EXERCISE DIRECTIONS
Scan the data below and copy each line where "methods" occurs.

GIVEN INFORMATION
PR #208, opened 2018-09-13
Dashboard/stats tracking navigation

Wardormeur:
Actual commit :   https://github.com/CoderDojo/cp-zen-frontend/commit/2da70878f48d96162d9ad4d1004dc6c887a6794c


src/dashboard/cd-dashboard.vue
```diff
@@ -7,34 +7,77 @@
...
+        return this.filterUserDojos('champion').length ? 'champion' :
+          this.filterUserDojos('mentor').length ? 'mentor' :
+            this.filterUserDojos('parent-guardian').length ? 'parent-guardian' :
+              'ninja';
+        /* eslint-enable no-nested-ternary */
+      },
+    },
+    methods: {
+      filterUserDojos(role) {
+        return this.userDojos.filter(ud => ud.userTypes.includes(role));
```
DanielBrierton: `includes` isn't supported in IE11 if we still care...

src/common/directives/cd-ga-track-exit-nav.js
```diff
@@ -0,0 +1,14 @@
+import Vue from 'vue';
+
+export default {
+  bind(el) {
+    el.addEventListener('click', (e) => {
+      e.preventDefault();
```
DanielBrierton: This breaks middle/ctrl click, right?

Wardormeur: It does, indeed. I can not prevent the event, but I'm not sure how to interpret the sendBeacon from MDN. From the content, it should carry over, but I'm expecting ga to polyfill it with xhr for IE11 (https://caniuse.com/#feat=beacon), which requires then the callback

src/dashboard/cd-dashboard.vue
Wardormeur: 5% of traffic from IE 11 :/
Won't babel transform it into something usable, like any es6 function ?

DanielBrierton: Babel only transforms syntax, not methods. You'd need to polyfill, unfortunately. Or implement it in a different way.

Wardormeur: I mean, filter isn't supported either then so.. well.. too late ? :dagger:

DanielBrierton: Filter is supported since IE9... https://developer.mozilla.org/en-US/docs/Web/JavaScript/Reference/Global_Objects/Array/filter#Browser_compatibility

Wardormeur: whoops, typed filter in caniuse and it's the CSS attribute, not the js one :(
Apparently we already use includes in FTB, so.. Well, farewell IE11

DanielBrierton: I did the same thing originally. 😅

Or we remove the usage of `includes` in FTB..? 🤔 Should probably do a general test of IE11 sometime soon...

PR #212, opened 2018-09-17
Hide sidebar if nothing is to be displayed

Wardormeur:


src/dashboard/cd-dashboard.vue
```diff
@@ -6,7 +6,7 @@
         <dashboard-projects/>
         <dashboard-news />
       </div>
-      <div class="cd-dashboard__right-column">
+      <div class="cd-dashboard__right-column" v-if="userProfile && (childrenAreVisible || statsAreVisible)">
```
DanielBrierton: Show by default, hide when we know there's nothing to show

PR #226, opened 2018-09-20
Set default browser to chrome as electron fails randomly

Wardormeur:


Wardormeur:
@DanielBrierton it passed \o

PR #230, opened 2018-10-17
During booking, add kids in sequence to prevent orphaning

DanielBrierton:


test/unit/specs/events/order/cd-event-sessions.spec.js
```diff
@@ -449,17 +449,36 @@ describe('Event sessions component', () => {
       });
     });
 
-    describe('methods.addNewChildren()', () => {
+    describe.only('methods.addNewChildren()', () => {
```
Wardormeur: WILD

DanielBrierton: You could've used the new suggestion feature 😛 

```suggestion
    describe('methods.addNewChildren()', () => {
```

PR #236, opened 2019-01-18
CDF delete user

Wardormeur:
WIP.


src/users/cdf-manage.vue
```diff
@@ -0,0 +1,236 @@
...
+        this.user = {};
+        this.children = [];
+        this.dojos = [];
+        this.memberships = [];
+        this.deleted = false;
+      },
+    },
+    async created() {
+      this.reset();
+      if (!this.isLoggedIn) return this.$router.replace('/cdf');
```
DanielBrierton: Shouldn't be needed with the nav guard, right?

Wardormeur: Very likely a relict of before I implemented the CDF navguard, yes
Good catch :+1:

PR #248, opened 2019-03-05
Feature/dojo events ics

Wardormeur:
Add link to the ics for all upcoming events of a dojo


Wardormeur:
Ref: https://github.com/CoderDojo/community-platform/issues/1246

WRITTEN SOLUTION
+    methods: {
DanielBrierton: Babel only transforms syntax, not methods. You'd need to polyfill, unfortunately. Or implement it in a different way.
-    describe('methods.addNewChildren()', () => {
+    describe.only('methods.addNewChildren()', () => {
    describe('methods.addNewChildren()', () => {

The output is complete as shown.